Restate the listing exactly and in full.

- - -

PR #97, opened 2019-03-25
Add Lambda and Independent funsors

fritzo:
This implements two new funsors to convert between "event dims" and "batch dims":
```
              _[i] :        (i->j->R)  -->  i -> (j -> R)
       Lambda(i,_) :      i -> (j->R)  -->  (i->j->R)
Independent(_,_,i) : i -> (j->R) -> x  -->  (i->j->R) -> x
```
In funsor.distributions, `Independent` serves the purpose of `.to_event()`, together with a rule to convert independent `Delta`s; this rule uses `Lambda` internally.

This is motivated by the diagonal normal sample statement in examples/vae.py working #95 

## Tested
- [x] unit tests for `Lambda`
- [x] unit tests for `Independent`
- [x] sampler tests for `Independent` used as `.to_event()`


test/test_torch.py
```diff
@@ -379,6 +379,26 @@ def test_getitem_tensor():
...
+    assert Lambda(i, y) is x
+
+
+def test_lambda_subs():
+    x = Tensor(torch.randn(2))
+    y = Tensor(torch.randn(2))
+    z = Variable('z', reals())
+    i = Variable('i', bint(2))
+
+    actual = (x + Lambda(i, z))(z=y[i])  # FIXME this doesn't work
```
fritzo: This is what the VAE example needs, but it's not quite right.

- - -

## [Answer space]
PR #97, opened 2019-03-25
Add Lambda and Independent funsors

fritzo:
This implements two new funsors to convert between "event dims" and "batch dims":
```
              _[i] :        (i->j->R)  -->  i -> (j -> R)
       Lambda(i,_) :      i -> (j->R)  -->  (i->j->R)
Independent(_,_,i) : i -> (j->R) -> x  -->  (i->j->R) -> x
```
In funsor.distributions, `Independent` serves the purpose of `.to_event()`, together with a rule to convert independent `Delta`s; this rule uses `Lambda` internally.

This is motivated by the diagonal normal sample statement in examples/vae.py working #95 

## Tested
- [x] unit tests for `Lambda`
- [x] unit tests for `Independent`
- [x] sampler tests for `Independent` used as `.to_event()`


test/test_torch.py
```diff
@@ -379,6 +379,26 @@ def test_getitem_tensor():
...
+    assert Lambda(i, y) is x
+
+
+def test_lambda_subs():
+    x = Tensor(torch.randn(2))
+    y = Tensor(torch.randn(2))
+    z = Variable('z', reals())
+    i = Variable('i', bint(2))
+
+    actual = (x + Lambda(i, z))(z=y[i])  # FIXME this doesn't work
```
fritzo: This is what the VAE example needs, but it's not quite right.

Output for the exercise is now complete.